What is the pH of the solution created by combining 1.00 mL of the 0.10 M NaOH(aq) with 8.00 mL of the 0.10 M HCl(aq)?

with 8.00 mL of the 0.10 M HC2H3O2(aq)?

NaOH + HCl ==> NaCl + H2O
So all the NaOH is neutralized leaving NaCl, which will not affect the pH either way, with excess HCl remaining.
THEN you have HC2H3O2, which is a weak acid with a Ka of 1.75 x 10^-5.
Calculate (HCl) = 0.7 mmols/17 mL (1 mL from NaOH + 8.00 mL from HCl + 8.00 mL from HC2H3O2) = 0.0412. (HAc) is done similarly, 8.00 x 0.1 = 0.8 millimols/17 mL = 0.0471.
If we call acetic acid, HC2H3O2 simply HAc, then HAc ==> H^+ + Ac^- and
Ka = (H^+)(Ac^-)/(HAc)
Then (H^+) = x from the HAc + 0.0412 from the HCl. (Ac^-) = x and (HAc) = 0.0471 - x.
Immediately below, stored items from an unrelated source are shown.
Issue #1334, opened 2021-01-06
Removing `ptr` and adding `ref`


dj2:
I'd like to propose we remove the `ptr` type from WGSL. I've found this type to be especially confusing because we also have things like `var` which is a pointer to some bit of member, but it's different from `ptr`.

In the place of `ptr` I propose we add a `ref` keyword which is used similar to `var`.

```groovy
fn main() -> void {
  var a : i32 = 2;
  ref b : i32 = a;   // Take a reference to a

  const c : ptr<function, i32> = a;  // current ptr syntax
}
```

```groovy
var <private> a : i32 = 2;
fn main() -> void {
  ref b : i32 = a;   // b inherits the `private` storage class from a
  ref<private> c : i32 = a;  // Even if provided, the storage class must match.

  const b : ptr<private, i32> = a;  // current ptr syntax
}
```

When using a ref as a parameter to a function, the storage class is required.
```groovy
fn b(ref<private> a : i32) -> i32 {
  return a;
}

fn b(a : ptr<private, i32>) -> i32 {}  // Current ptr syntax

var<private> z : i32 = 2;
fn main() -> void {
  ref y : i32 = z;
  var c : i32 = b(y);
}
```

Using `ref` is more concise, and provides a clearer idea of what you're getting. It functions the same as `var` in that we will auto-dereference to do the load/store as needed.

dneto0:
A ref must have an initializer that would be an l-value in C.   It must be a reference to a variable or inside a variable.

Both var and ref always reference valid storage.  However, var declares *new* disjoint storage, and ref borrows/aliases existing storage.

We already have the [rule](https://gpuweb.github.io/gpuweb/wgsl.html#variable-declaration):

> A variable declaration ... Ensures the execution environment allocates storage for a value of the store type, for the lifetime of the variable.

We also have, for var:

> Two variables with overlapping lifetimes will not have overlapping storage.

But that does *not* apply to 'ref': the point of 'ref' is to point to already-existing storage in a variable.


Lastly, I would say that the storage class on a ref declaration is optional if it would be optional on a corresponding var declaration.  This would take effect for function arguments that are textures or samplers.

```
[[group(0),binding(0)]] var t : texture2d<f32>;
[[group(0),binding(1)]] var s : sampler;

fn getit(ref tparam : texture2d<f32>, ref sparam : sampler) -> vec4<f32> {
   return textureSample(tparam, sparam);
}
``` 
[...]

PR #1455, opened 2021-02-21
Make ptr load/store explicit with unary `*`.

jdashg:
An alternative approach to #1334.

```rust
struct MyStruct {
  foo: i32;
};
fn example_store(v: ptr<private,i32>, s: ptr<private,MyStruct>) {
  *v = 12;
  *s.foo = 3;
}

fn bar(b: i32) {}
fn example_load(v: ptr<private,i32>, s: ptr<private,MyStruct>) {
  const a: i32 = *v;
  bar(*s.foo + 1);
}

fn bat(c: ptr<private,i32>) {}
fn example_copy(v: ptr<private,i32>) {
  const w: ptr<private,i32> = v;
  bat(v);
  bat(w); // Same effect as `bat(v)` again
}
```

```rust
fn get_or_init(a: ptr<in, i32>, c: i32) -> i32 {
  if (*a == 0) {
    *a = c;
  }
  return *a;
}

var<in> in_x : i32;
var<in> in_y : i32;
fn main() -> void {
  const x : ptr<in, i32> = in_x;
  const y : ptr<in, i32> = in_y;
  const effective_y = get_or_init(y, *x);
  [...]
}
```

```rust
for (var i : i32 = 0; i < *particleBuffer.particleCount; i = i + 1) {
 const particle = particleBuffer.particles[i]; // Subaccess(ptr<T>,K) -> ptr<typeof(T.K)>
 *particle.pos = *particle.pos + *particle.vel;
}
```

What's *really cool* about this is that all the load/store sites are obvious! "Wow I keep having to type star a lot" naturally pushes people to use intermediaries, which is what they should probably be doing anyway!

### DIFF
--- a/wgsl/index.bs
+++ b/wgsl/index.bs
@@ -1013,67 +1013,87 @@ Note: Pointers are not storable.
   <xmp highlight='rust'>
     ptr<storage, i32>
     ptr<private, array<i32, 12>>
+    ptr<in, SomeStruct>
   </xmp>
 </div>
 
 ### Abstract Operations on Pointers TODO ### {#abstract-pointer-operations}
 
-A pointer value *P* supports the following operations:
+A pointer value *p: ptr<T,SC>* supports the following abstract operations:
 
 <table class='data'>
-  <tr><td>P.Write(V)<td>Place a value V into the referenced storage.
-               V’s type must match P’s pointee type.
-  <tr><td>P.Read()<td>An evaluation yielding the value currently in the P’s
-             referenced storage.  The result type is P's pointee type.
-  <tr><td>P.Subaccess(K)<td>Valid for pointers with a composite pointee type where
+  <tr><td>`PtrStore(p: ptr<T,SC>, v: T) -> void`
+      <td>Place a value V into the referenced storage.
+               `v`'s type must match `p`'s pointee type.
+  <tr><td>`PtrLoad(p: ptr<T,SC>) -> T`
+      <td>An evaluation yielding the value currently in `p`'s
+             referenced storage.  The result type is p's pointee type.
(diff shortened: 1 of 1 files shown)


wgsl/index.bs
```diff
@@ -3018,7 +3040,7 @@ short_circuit_or_expression
 
 <pre class='def'>
 assignment_statement
-  : singular_expression EQUAL short_circuit_or_expression
+  : STAR singular_expression EQUAL short_circuit_or_expression
```
alan-baker, line 3043: Is it intentional that all variables be treated as pointers? It would be worth adding that to the pointer operations examples and calling out in the variables section.

dneto0:
Thanks for putting this together.

- I like the explicitness.  It's an advantage to see where memory operations occur.
- Nit:  The unary * operator should be low precedence:
      -   `*a.b` should mean `*(a.b)`
      - Basically, any sub-access operation on a pointer takes precedence over dereferencing. So thats .field-access, .single-letter-vector-swizzle, and array-index.

- Is the type-derivation for 'const' an integral part of this?  
       - example `const effective_y = get_or_init(y, *x);` instead of `const effective_y : ptr<in,i32> = get_or_init(y, *x)`
      
- It seems const-with-decl_storage is an alternate way of writing `var`.  To me the var syntax is more clear about when the storage ends its lifetime: its lifetime ends when the declaration goes out of scope.

dneto0:
Ah, I commented on the examples rather than the PR.
The PR makes it clear that the dereference is low precedence.

wgsl/index.bs
jdashg: Maybe accidental but that's the direction I'd prefer.

kvark:
I wrote down my thoughts on the matter in #1456. I'm not sure if this PR matches it.

jdashg:
Closed by #1569.

Issue #801, opened 2020-05-22
Forbid --x


litherum:
The grammar allows for unary negation, e.g. `y = -x;`. 

```
unary_expression
  : singular_expression
  | MINUS unary_expression
...
```

This seems like `--x` would result in the same value as `x`. However, we may want to add the `--` prefix in the future, so we should forbid this construction for now.

litherum:
(If an author really wants this, for some reason, they could save the intermediate result in a const, or they could use parentheses.)

johnkslang:
They could also use spaces (in the normal/standard way).

Note a minor interaction with literals, where `-5.` should be two tokens, not one, `--5` should also be the two tokens `--` (if reserving that) and `5.`.

You can take it further, which might be important:

`a--5.`  should be parsed as `a`, `--`, `5.` (grammar error), not `a`, `-`, `-5.'

`a---5.`  should be parsed as `a`, `--`, `-`, `5.`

Plug all that into Ka and solve for x, then add that to (HCl) to obtain the total. Post your work if you get stuck. You will need to solve the quadratic or you may do it simpler by successive approximations. OR you can estimate the amount of H^+ coming from the HAc.

To find the pH of the solution created by combining 1.00 mL of 0.10 M NaOH(aq) with 8.00 mL of 0.10 M HCl(aq), we need to consider the reactions that occur.

The reaction between NaOH and HCl produces NaCl and water. Since NaCl is a salt, it does not affect the pH of the solution. Therefore, the remaining component that can affect the pH is the excess HCl.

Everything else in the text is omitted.